枪炮玫瑰沿着不周山上至轨道站,又顺着太空对接桥回到摇滚巨星号内部。舱壁上的冷光灯是声控的,当两人下了飞车,开始攀爬绝缘单梯时,卡特琳娜的问候像无形的火光一样填满着一整片空间。沿路的发光二极管被一一点亮,散发出一道道魅蓝色镀边的白光。

“还好,只是我发现一件东西最美好的时候就是你还没得到的时候,想象总是喜欢添油加醋,把一些其实很普通的东西过分美化。”克里斯蒂安将白色球鞋放进装备舱鞋柜,换上一件轻便的T恤,“我们住进一家酒店,装修风格有些不伦不类,到处还挂着红色的大灯笼,像是明清中式风格和巴洛克风格的杂交产物。
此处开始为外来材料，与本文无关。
PR #1014, opened 2018-09-20
use a mock server to test forger Client http calls

paroxysm:
## Proposed changes
Makes testing core-forger classes more efficient and reduce code-smell by isolating them behind a mock http server.
Part 2 of this will be to refactor manager.js in core-forger to also leverage the mock server and improve the tests around it. I'll also change the setup.js config to not load, the now unnecessary, modules such as p2p or database to further speed up those tests.

## Types of changes

## Checklist
<!--


faustbrian:
Please use https://github.com/ctimmerm/axios-mock-adapter to mock requests. All other packages use it if they need to mock something as we use axios everywhere to send requests, no point in using another mocking package.

You can check https://github.com/ArkEcosystem/core/blob/develop/packages/core-json-rpc/__tests__/blocks.test.js for some examples.

paroxysm:
I tried this out before using nock. axios-adapter doesn't appear to have a way to match the parameters to an endpoint invocation. ie.
I can do `m.onPost('/interval/blocks').reply(200)`
but cannot `m.onPost('internal/blocks', { block:{ id === <some.value> } }').reply(200)`
So I can test that a POST was sent, but I cannot apply assertions on the data that was sent.

packages/core-forger/__tests__/client.test.js
```diff
@@ -46,8 +54,13 @@ describe('Client', () => {
 
     describe('when the host is available', () => {
       it('should be truthy if broadcasts', async () => {
+        // arrange
```
faustbrian: Please remove all those arrange, act, assert comments.

packages/core-forger/lib/client.js
```diff
@@ -159,4 +151,7 @@ module.exports = class Client {
   async __get (url) {
     return axios.get(url, { headers: this.headers, timeout: 2000 })
   }
+  async __post (url, body) {
```
faustbrian: Add a space before this line.

paroxysm: do u mean a newline?

faustbrian:
Haven't needed param assertions in some time but if I remember right you can do this with axios-mock.

```
axiosMock.onPost(/.../).reply(({ params }) => {
    expect(params.published).toBeTrue()

    return [200, data]
})
```

packages/core-forger/lib/client.js
faustbrian: Yeah

paroxysm:
It ends up being really convoluted ....
```
describe('when the host is available', () => {
      it('should be truthy if broadcasts', async () => {
        mockAxios.onPost(`${host}/internal/blocks`).reply(c => {
          expect(JSON.parse(c.data).block.id).toEqual(block.data.id)
          return [200, true];
        })
        // nock(host).post('/internal/blocks', body => body.block.id === block.data.id).reply(200)

        await client.__chooseHost()

        const wasBroadcasted = await client.broadcast(block.toRawJson())
        expect(wasBroadcasted).toBeTruthy()
      })
    })
```
Not exactly a fan, but it gets the job done. Just hope it doesn't become tech-debt

paroxysm:
Well, I'd rather avoid creating more work for you and write it once. If using axios-mock-adapter does that, I'm fine with it.

paroxysm:
Well, it seems that it lacks the ability to enforce that a matcher happened, and subsequently fail the test if it didn't. @faustbrian  it might be well-served long term to choose the more robust tool. This adapter seems to have been designed to be as simple as possible

PR #1018, opened 2018-09-20
Fix how the client connects to endpoints depending on the API version

j-a-m-l:
## Proposed changes

https://github.com/p-meier/hapi-api-version checks the `api-version` header and then it rewrites the URL to the versioned version (`/api/blocks` to `/api/v2/blocks`). Since during the `OPTIONS` request, `axios` doesn't include custom headers (such as the necessary `api-version`), those API client requests were always resolved to a V1 endpoint.

When the endpoint was existing on V1 and V2 (like `/api/delegates`) the behaviour was successful, but on V2-only endpoints, this was provoking a problem, because the pre-flight `OPTIONS` request was redirected to an nonexistent endpoint.

This PR removes the usage of the `api-version` header, but adds the version to the API endpoint URL.

## Types of changes
- [x] Docs (documentation only changes)

## Further comments

Other option is using an [`Accept` header](https://github.com/p-meier/hapi-api-version#accept-header), but it wouldn't work unless renaming the current `vendorName` (https://github.com/ArkEcosystem/core/blob/46e550628f421539e50caaab97ba5fea44e9f176/packages/core-api/lib/server.js#L51) to remove the "-" or sending a PR request to https://github.com/p-meier/hapi-api-version to accept them.

### DIFF
--- a/packages/client/__tests__/client.test.js
+++ b/packages/client/__tests__/client.test.js
@@ -5,7 +5,7 @@ const { arrayContaining } = expect
 
 const Client = require('../lib')
 const HttpClient = require('../lib/http')
-const ApiResource = require('../lib/resources/v1/transactions')
+const TransactionsResource = require('../lib/resources/v2/transactions')
 const initialPeers = require('../lib/peers')
 
 // https://github.com/facebook/jest/issues/3601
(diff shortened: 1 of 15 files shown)


faustbrian:
This is a breaking change and it is no longer possible to use domains as hosts.

If you have an nginx virtual host that routes your domain to `http://localhost:4003/api/v2` and you try to use that with this client your request will go to `http://localhost:4003/api/v2/api/v2`.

”

“但你不能否认,还是蛮有意思的,就算你是个完美主义者,你也应该知道不可能每件事都百分百完美,对吧?”蒂芙尼回头瞟了K一眼,努嘴说道,“我要去餐厅,你要吃什么,我帮你带一点儿过去。”

“随便吧,你看着办就好,空间站的食物配给根本就不给人挑剔的余地。”

克里斯蒂安摊了摊手,目送着蒂芙尼去往下一层的船员餐厅,而自己则留在了医疗舱。他瞥了一眼长方形的白色医疗平台,弗雷德·怀特已经躺在内陷的圆角矩形凹槽之中。

“卡特琳娜,弗雷德来之前注射过100微克LSD。”他走到医疗平台边,看着一旁仪器的读数,“现在给他注射中和药物吧,待会儿我要对他的神经网络进行深潜,你有什么好主意?”

“弗雷德先生的体内有数据病毒的痕迹,进行神经网络深潜可能会感染到你。”卡特琳娜柔声提醒道,“需要我建立隔离区吗?我可以建立一个安全隔离区,你不必要采用直接接入的方式进行神经网络深潜。”

“具体呢?”他挑了挑眉。

“我可以把医疗平台上的弗雷德先生接进隔离区网络,当我做好准备工作之后,你可以躺在另一个医疗平台之上,并且只需把意识同样接进隔离区就好。”卡特琳娜解释道,“我会在隔离区建立熔断机制保护你的意识,一旦发生意外,你可以迅速退出隔离区的赛博空间而不受到任何攻击。”

“很好,动手吧。”克里斯蒂安说,“大概需要多久?”

卡特里娜回答道:“十分钟。”

在等待的时候,克里斯蒂安在没上锁的药柜里意外找到了一瓶波本威士忌,瓶身上粘着一张白色卡纸,上面写着“阿方索·八月一日珍藏佳酿,勿动”。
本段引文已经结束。